EXERCISE. Exactly as written, repeat all of the records below.

DATA FOR THE TASK.
PR #2948, opened 2025-02-07
Move start_time to ClientStatsManager

Evian-Zhang:
Follow up discussions in #2940. This will remove the barriers for removing `base`-patterns for `Monitor`s.

In this PR, `start_time` is moved from `Monitor` to `ClientStatsManager`. Since then, each `Monitor`s could be completely independent.


tokatoka:
thank you. the structure of the code makes much more sense

PR #2953, opened 2025-02-08
Remove base-pattern for Monitor

Evian-Zhang:
Previously, `OnDiskTomlMonitor`, `OnDiskJsonMonitor`, `OnDiskJsonAggregateMonitor` take a base monitor for wrapping. However, after #2940 and #2948, monitors could be completely independent, and the wrap is no longer needed. As a result, the `base`-pattern can be safely removed. To use multiple monitors together, use `libafl::combine_monitor!` instead.


Evian-Zhang:
I didn't modify any libafl_qemu's code, so I guess the CI's failure is not my fault?

tokatoka:
can you fix clippy?

tokatoka:
ah ok it's that they updated clippy...
i'll fix on monday

Evian-Zhang:
@tokatoka I fix the clippy warning in #2954, but the fuzzer in CI failed.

PROBLEM SOLUTION.
PR #2948, opened 2025-02-07
Move start_time to ClientStatsManager

Evian-Zhang:
Follow up discussions in #2940. This will remove the barriers for removing `base`-patterns for `Monitor`s.

In this PR, `start_time` is moved from `Monitor` to `ClientStatsManager`. Since then, each `Monitor`s could be completely independent.


tokatoka:
thank you. the structure of the code makes much more sense

PR #2953, opened 2025-02-08
Remove base-pattern for Monitor

Evian-Zhang:
Previously, `OnDiskTomlMonitor`, `OnDiskJsonMonitor`, `OnDiskJsonAggregateMonitor` take a base monitor for wrapping. However, after #2940 and #2948, monitors could be completely independent, and the wrap is no longer needed. As a result, the `base`-pattern can be safely removed. To use multiple monitors together, use `libafl::combine_monitor!` instead.


Evian-Zhang:
I didn't modify any libafl_qemu's code, so I guess the CI's failure is not my fault?

tokatoka:
can you fix clippy?

tokatoka:
ah ok it's that they updated clippy...
i'll fix on monday

Evian-Zhang:
@tokatoka I fix the clippy warning in #2954, but the fuzzer in CI failed.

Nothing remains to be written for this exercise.